Intermédiaire entre la chapelle et l’enfeu dépassant le mur de plus d’un mètre. Stèle cossue, de marbre blanc lourdement ornée : colonnes à chapiteaux, couronnes de fleurs, lierre, croix surmontant le tout. De la place pour dix personnes sous la pierre tombale en ciment sur laquelle est posé un grand crucifix.

Les noms des morts sont encore clairement lisibles quand bien même le plus récent date de 1930, avec les prénoms, les noms de jeune fille pour les femmes, la date précise de la mort et l’âge auquel il est survenu. Une belle longévité pour presque tous 81, 88, 90 ans. Un arbre généalogique facile à reconstruire.

Pourtant, je cherche encore et encore dans les registres des décès, des mariages, des naissances, dans les dénombrements des habitants. Vous n’avez jamais habité le village. Le village d’à côté oui, mais pas celui où vous êtes enterrés. Des parents certes, vos patronymes sont loin d’être inconnus et même plutôt courants. Et personne pour élucider le mystère. Les morts sont si vite oubliés.

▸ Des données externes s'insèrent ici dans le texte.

PR #1490, opened 2026-02-22
perf(sdk): batch memory source loading into a single download_files call

### LINKED ISSUE #1489: perf(sdk): batch memory source loading into a single download_files call
### Checked other resources

### Area (Required)

- [x] deepagents (SDK)
- [ ] cli

### Feature description

`MemoryMiddleware.before_agent` and `abefore_agent` load each memory source file one at a time in a loop (memory.py L324-327, L353-356). Each iteration calls `backend.download_files([single_path])` -- one network round-trip per source.

The `download_files` API already accepts a list of multiple paths and returns a list of responses. The middleware just doesn't use this batching capability.

With N memory sources and a remote backend (Docker, Daytona, Modal, Runloop), this means N sequential round-trips instead of 1. At ~100ms per round-trip, 5 sources wastes ~400ms on agent startup.

Replace the per-source loop:

    for path in self.sources:
        content = self._load_memory_from_backend_sync(backend, path)
        if content:
            contents[path] = content

With a single batched call:

    results = backend.download_files(list(self.sources))
    for path, response in zip(self.sources, results):
        if response.error is not None:
            if response.error != "file_not_found":
                raise ValueError(f"Failed to download {path}: {response.error}")
            continue
        if response.content is not None:
            contents[path] = response.content.decode("utf-8")

Same change for the async path using `await backend.adownload_files(...)`.

No API changes. No behavioral changes. Same error handling. Just fewer round-trips.

_No response_

AdemBoukhris457:
Closes #1489

## Summary

- `MemoryMiddleware.before_agent` and `abefore_agent` called `download_files([single_path])` in a loop -- one network round-trip per memory source.
- Replaced with a single `download_files(all_paths)` call that fetches all sources in one batch.
- Same error handling: `file_not_found` is silently skipped, other errors raise `ValueError`.

## Why this approach

The `download_files` API already supports batching -- it takes `list[str]` and returns `list[FileDownloadResponse]`. The middleware simply wasn't using this capability. This is a zero-risk change: same inputs, same outputs, same error behavior, fewer round-trips.

With N memory sources and a remote backend at ~100ms per round-trip:
- Before: N round-trips (e.g., 5 sources = ~500ms)
- After: 1 round-trip (e.g., 5 sources = ~100ms)

## Changes

- **`libs/deepagents/deepagents/middleware/memory.py`**: Replaced per-source loop with a single batched `download_files` / `adownload_files` call in both `before_agent` and `abefore_agent`.
- **`libs/deepagents/tests/unit_tests/middleware/test_memory_middleware.py`**: Added tests verifying batch behavior and partial failure handling.

- The error handling is inlined instead of delegating to `_load_memory_from_backend_sync` / `_load_memory_from_backend`. Behavior is identical but reviewers should verify the error paths match.
- The private helper methods are now unused. Keeping them for now to minimize the diff; happy to remove if preferred.


eyurtsev:
Thank you!

PR #1506, opened 2026-02-24
fix(sdk): validate tool_call_id before subagent invocation

### LINKED ISSUE #1505: SubAgentMiddleware validates tool_call_id after subagent invocation instead of before
### Checked other resources

### Area (Required)

- [x] deepagents (SDK)
- [ ] cli

### Related Issues / PRs

_No response_

```python
# In libs/deepagents/deepagents/middleware/subagents.py, the task() and atask()
# functions check `runtime.tool_call_id` AFTER invoking the subagent:

def task(description, subagent_type, runtime):
    # ... validation ...
    result = subagent.invoke(subagent_state)  # <-- expensive LLM call happens here
    if not runtime.tool_call_id:              # <-- check happens AFTER the call
        raise ValueError("Tool call ID is required for subagent invocation")
    return _return_command_with_state_update(result, runtime.tool_call_id)

# If tool_call_id is missing, the entire subagent execution (which may involve
# multiple LLM calls, tool use, ...) is wasted before the error is raised.
```

```shell
ValueError: Tool call ID is required for subagent invocation

The error is raised correctly, but only after the subagent has already completed
its full execution — wasting compute, tokens, and time.
```

### Description

In `libs/deepagents/deepagents/middleware/subagents.py`, both `task()` (line 442) and `atask()` (line 460) validate that `runtime.tool_call_id` is present only after `subagent.invoke()` / `subagent.ainvoke()` has already completed.

Since subagent invocation can be expensive (multiple LLM calls, tool use, etc.), the validation should happen before the invoke call to fail fast and avoid wasting resources.

The fix is to move the `if not runtime.tool_call_id` check before the `subagent.invoke()` / `subagent.ainvoke()` call in both functions.

### Environment / System Info

Python: 3.11+
deepagents: 0.4.2
deepagents-cli: 0.4.1

AdemBoukhris457:
## Summary

- Moves `tool_call_id` validation in `task()` and `atask()` to run **before** `subagent.invoke()` / `subagent.ainvoke()`
- Previously, the check happened after the full subagent execution completed, wasting compute and tokens when `tool_call_id` was missing
- Both sync and async paths are fixed identically

Fixes #1505

- The `if not runtime.tool_call_id` check is now the first thing after the `subagent_type` validation, before `_validate_and_prepare_state()` and `subagent.invoke()`. This is a strict ordering improvement with no behavioral change for valid inputs.


eyurtsev:
Merging, though I'm unclear on whether there's a code path that can actually result in this issue right now?

PR #1513, opened 2026-02-26
feat(cli): show thread working directory in thread list views

hntrl:
## Summary

Adds a "Location" column to both thread list views (CLI table and Textual modal) showing the working directory where each thread was last used. This makes it easy to identify which project a thread belongs to when resuming work.

**Before**
Screenshot 2026-02-25 at 6 46 53 PM

**After**
Screenshot 2026-02-25 at 6 47 12 PM

### Metadata recording (`textual_adapter.py`, `non_interactive.py`)

Both interactive and non-interactive session configs now include `"cwd"` in the LangGraph checkpoint metadata, recording the current working directory at session start. This is backward compatible — old threads simply won't have the field and will show a blank location.

### Data layer (`sessions.py`)

- `ThreadInfo` TypedDict gains an optional `cwd` field
- New `format_path()` helper renders paths relative to `~` when under the home directory, otherwise shows the fully qualified path
- `list_threads()` SQL queries now extract `json_extract(metadata, '$.cwd')` — returns `NULL` gracefully for old checkpoints without the field

### Thread selector widget (`widgets/thread_selector.py`)

- Added a `Location` column to the header and option labels
- Locations longer than 24 characters are truncated with a `…` prefix
- Widened the modal container from 80→100 columns to accommodate the new column

### CLI thread list (`sessions.py` — `list_threads_command`)

- Added a "Location" column to the Rich table output

### Tests

- `TestFormatPath` — covers `~` substitution, paths outside home, `None`/empty input, and edge cases
- Updated `temp_db` fixtures to include `cwd` in test metadata
- Added assertion that `list_threads` returns `cwd` values correctly
- Updated `_build_stream_config` tests to expect `cwd` in metadata
- Added `cwd` to `MOCK_THREADS` in thread selector tests

> **Note:** This PR was authored with the assistance of an AI agent.

### DIFF
--- a/libs/cli/deepagents_cli/non_interactive.py
+++ b/libs/cli/deepagents_cli/non_interactive.py
@@ -25,6 +25,7 @@ import logging
 import sys
 from dataclasses import dataclass, field
 from datetime import UTC, datetime
+from pathlib import Path
 from typing import TYPE_CHECKING, Any, cast
 
 from langchain.agents.middleware.human_in_the_loop import ActionRequest, HITLRequest
@@ -588,6 +589,7 @@ async def run_non_interactive(
             "assistant_id": assistant_id,
             "agent_name": assistant_id,
             "updated_at": datetime.now(UTC).isoformat(),
+            "cwd": str(Path.cwd()),
         },
     }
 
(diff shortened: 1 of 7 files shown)


mdrxy:
Haven't been able to test yet but I suspect this will break on narrow terminal windows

C’est ton père, le premier mort. Tu avais alors quarante-deux ans et l’on venait de construire ce nouveau cimetière. Puis ton oncle. Tu y rajoutes les grands-parents de ta femme, puis ses parents, puis ton épouse, mais ni ta mère, ni ta belle-sœur, deux sœurs qui avaient épousé deux frères. Pourquoi ? Quelle affaire, quelle fâcherie familiale t’ont conduit à t’exiler ? Quelle revanche à prendre et sur qui, pour faire construire ce tombeau pharaonique où personne après toi n’est enterré ?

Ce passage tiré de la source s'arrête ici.